# Clutch goes soft after driving spiritedly and other clutch related things



## Sciggy (Aug 29, 2010)

So I've noticed when I really get on the gas and drive pretty quick that the clutch pedal goes VERY soft. Almost to the point where it takes just the weight of my foot to depress the pedal. I'm not dumping the clutch or anything like that but sometimes I smell what I assume is burning clutch as well. Related to this I find it impossible to shift into 1st sometimes (weather driving hard or normal and doesn't seem to be associated with the car being cold or warmed up). The only way to get it into 1st is to shift into a different gear and then go into 1st. I picked the car up with about 40k miles and have put about 7k on it myself so far. No clue if the clutch has been replaced and it seems like it could be about time depending on how hard it was driven before me. Does it sound like the clutch needs replacing or is there something else maybe going on here? Synchros in the gear box might be going out as well?


----------



## GM4life (Mar 18, 2007)

First bleed the clutch, and it sounds like your stock clutch is slipping. Don't let it slip too much or you'll burn up the front seal on the transmission.


----------



## jpalamar (Jul 22, 2008)

I'd look into a having the clutch service done.


----------



## Sciggy (Aug 29, 2010)

Guess it's off to the dealer with the car (came certified used and doesn't list the clutch as something that isn't covered).

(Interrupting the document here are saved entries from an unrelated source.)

PR #5587, opened 2017-03-15
Update the Tests definition so we can run the Linux unit tests on Mac.

dellis1972:
Fix the code in SDLWindow so we can handle the situation where we
do not have an EntryPoint assembly. This happens when we are running
unit tests.

Note this requires PR 101 for the audio tests to work.
There are a number of failures (28) that need to be resolved before this
gets enabled on the build bot.

https://github.com/MonoGame/MonoGame.Dependencies/pull/101

PR #5589, opened 2017-03-16
[DesktopGL] Don't call sizechanged when changing size from code

cra0zy:
@dellis1972 This should fix your test in #5587


dellis1972:
This looks ok. I would like to test it on a game to make sure though. It does indeed fix the unit test though :)

dellis1972:
@cra0zy slight problem with this, when starting a game in fullscreen it looks like the viewport (or client size) is not set correctly (probably because we don't raise the event).. 

I'll try to knock up a demo.

Jjagg:
That's not related to the event. That must have been an issue before the changes here too.

dellis1972:
This looks good

@mrhelmut any objections? 

@tomspilman I can hold off merging this unit 3.6.1 is done.

mrhelmut:
This is fine! Sorry for the late reply, I was off the grid.

PR #5596, opened 2017-03-18
Added Switch as a platform.

tomspilman:
This PR adds the Nintendo Switch as an official platform.  To get access to the MonoGame Switch repository you need to first [become a licensed as a Switch developer](https://developer.nintendo.com/) then contact me at `tom@sickheadgames.com`.

Also cleaned up some platform references in the docs.


KonajuGames:
Merging.

PR #5603, opened 2017-03-20
Make README bullets consistent

cra0zy:
Mostly did this to fix supported platforms list, which really didn't like the use of both type of bullets:

bullets

### DIFF
--- a/README.md
+++ b/README.md
@@ -4,12 +4,12 @@ One framework for creating powerful cross-platform games.  The spiritual success
 
 [![Join the chat at https://gitter.im/MonoGame/MonoGame](https://badges.gitter.im/MonoGame/MonoGame.svg)](https://gitter.im/MonoGame/MonoGame?utm_source=badge&utm_medium=badge&utm_campaign=pr-badge)
 
- - [Build Status](#build-status)
- - [Supported Platforms](#supported-platforms)
- - [Support and Contributions](#support-and-contributions)
- - [Source Code](#source-code)
- - [Helpful Links](#helpful-links)
- - [License](#license)
+ * [Build Status](#build-status)
+ * [Supported Platforms](#supported-platforms)
+ * [Support and Contributions](#support-and-contributions)
+ * [Source Code](#source-code)
+ * [Helpful Links](#helpful-links)
+ * [License](#license)
  
 
 ## Build Status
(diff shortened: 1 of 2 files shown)


README.md
```diff
@@ -31,19 +31,19 @@ Our [build server](http://teamcity.monogame.net/?guest=1) builds, tests, and pac
 
 We support a growing list of platforms across the desktop, mobile, and console space.  If there is a platform we don't support, please [make a request](https://github.com/MonoGame/MonoGame/issues) or [come help us](CONTRIBUTING.md) add it.
 
-- Desktop PCs
- * Windows Store Apps (8, 8.1 and 10)
```
tomspilman: Didn't we drop Windows 8 support recently?  @dellis1972 ?  Same with Windows Phone 8?

tomspilman:
Maybe we should copy this platform list to the docs too...

https://github.com/MonoGame/MonoGame/blob/develop/Documentation/what_is_monogame.md

README.md
```diff
@@ -31,19 +31,19 @@ Our [build server](http://teamcity.monogame.net/?guest=1) builds, tests, and pac
...
- * PlayStation Vita
- * Xbox One (both UWP and XDK)
+ * Desktop PCs
+   * Windows Store Apps (8, 8.1 and 10)
+   * Windows (OpenGL & DirectX)
+   * Linux (OpenGL)
+   * Mac OS X (OpenGL)
+ * Mobile Devices
+   * Android (OpenGL)
+   * iOS (OpenGL)
```
tomspilman: What about saying "iPhone/iPad/iTV" to make it clear we support all these devices?

README.md
```diff
@@ -31,19 +31,19 @@ Our [build server](http://teamcity.monogame.net/?guest=1) builds, tests, and pac
...
- * Android (OpenGL)
- * iOS (OpenGL)
- * Windows Phone (8, 8.1 and 10)
-- Consoles (for registered developers)
- * PlayStation 4
- * PlayStation Vita
- * Xbox One (both UWP and XDK)
+ * Desktop PCs
+   * Windows Store Apps (8, 8.1 and 10)
+   * Windows (OpenGL & DirectX)
```
tomspilman: Maybe say "Windows (7, 8, and 10 with OpenGL & DirectX)"?

cra0zy: Actually the current wording is better than that because we are listing platforms, not systems.

cra0zy:
@tomspilman All good now?

README.md
tomspilman: @cra0zy - I guess that is a point to make.

Do we list platforms (like iOS) or systems (like iPhone/iPad)?  In some cases it is both like PS4 is both a platform and a system.

Looking at Unity...

  https://unity3d.com/unity/multiplatform

They sort of mix and match as well...  Android and Android TV are two different platforms to them.  Same with iOS and tvOS.

What we can learn there is splitting them by category is best.

  - Desktop
  - Mobile
  - Consoles
  - Smart TVs
  - VR
 - Web

We're already starting to do that... so we're maybe on the right track here.

KonajuGames:
Merging.

README.md
DDReaper: We only dropped base Windows 8.0 / WP 8.0
Windows 8.1 / Windows Mobile 8.1 still exist

PR #5607, opened 2017-03-22
Use GetTypeInfo code on all platforms

cra0zy:
GetTypeInfo code works on all platforms... so there really is no reason not to use it on all platforms.


cra0zy:
#5732 does this better, closing.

Might have them reattach the rear GTO fascia that came off when it's there as well. 

Thanks for the responses


----------



## KyleGT05usmc (Feb 28, 2009)

LS7 clutch all the way. 

best price and works great. 

stay away from SPEC 
monster is too $$$


----------



## LEDFOOT (Jan 8, 2011)

I also have this problem where it feels like the clutch is very easy to press sometimes... should I bleed the clutch?


----------



## LEDFOOT (Jan 8, 2011)

Actually this is not on my GTO but I am just curious what is causing the issue.


----------



## jray1 (Jan 2, 2008)

The problem with dead pedal on the clutch is from the factory rubber lines. Replace them with the stainless set from somewhere like classic tube and the problem will be gone. The LS7 clutch is a good upgrade also. While you are replacing the line go ahead and spring for the remote bleeder to go with the kit its well worth the few extra dollars.


----------



## AlaGreyGoat (Jul 6, 2006)

Common problem on the C5 vette.
Do a search on: forums.corvetteforum.com for the "Ranger Method" 
of changing the clutch fluid. Or just bleed the system to remove all
the old fluid. They claim that heat and contamination causes this problem.
I, personally think this a pressure plate problem, as it has counterweights
to help engaging at higher RPMs. These can stick and cause the problem.

Larry


----------



## svede1212 (Nov 1, 2005)

Altho new clutch lines can help marginally, the only rubber part is a very short section down by the transmission that replacements "correct" by using either an externally metal braided rubber-like line to replace that portion or a braided line for the entire length. I did a stainless line replacement and honestly didn't notice any difference. Fluid replacement helps and sometimes the clutch needs replacement too. I'd never put the stock clutch back in. Any time you go into the clutch be sure to replace the slave and install a remote bleeder to make future jobs much, much simpler and neater. Clutch fluid should be flushed out routinely for optimum performance. Contamination gets in not from the rubber but by clutch dust that gets past the slave piston seal.


----------



## IcemanGTO (Mar 2, 2011)

Sounds like your clutch is slipping don't wait too long before replacing 
your clutch because if you clutch fails on you your GTO will be on 
a flatbed tow truck.
I highly recommend the Centerforce Dual Friction clutch it's a excellent 
quality clutch that will last a long time.
My Spec Stage 2 clutch disc failed on me in 5K miles I hate Spec clutches!


----------



## oldgoat28 (Apr 2, 2011)

Sciggy said:


> So I've noticed when I really get on the gas and drive pretty quick that the clutch pedal goes VERY soft. Almost to the point where it takes just the weight of my foot to depress the pedal. I'm not dumping the clutch or anything like that but sometimes I smell what I assume is burning clutch as well. Related to this I find it impossible to shift into 1st sometimes (weather driving hard or normal and doesn't seem to be associated with the car being cold or warmed up). The only way to get it into 1st is to shift into a different gear and then go into 1st. I picked the car up with about 40k miles and have put about 7k on it myself so far. No clue if the clutch has been replaced and it seems like it could be about time depending on how hard it was driven before me. Does it sound like the clutch needs replacing or is there something else maybe going on here? Synchros in the gear box might be going out as well?


I had the same problem with mine but i let it burn out completly. i replaced the stock clutch with a spec stage 2 and billet steel flywheel installed that and it didn't wanna go into gear so i replaced the slave cylinder but kit ddn't have pilot bearing so used old one. that resulted in going into gear but only after i pumped the clutch 15-20x then that stopped so replaced clutch master cylinder let a mechanic do that it seems to not have been bled but only goes into gear when brake is disengaged and it only upshifts very very hard and only 1st and 2nd i don't know my problem?


----------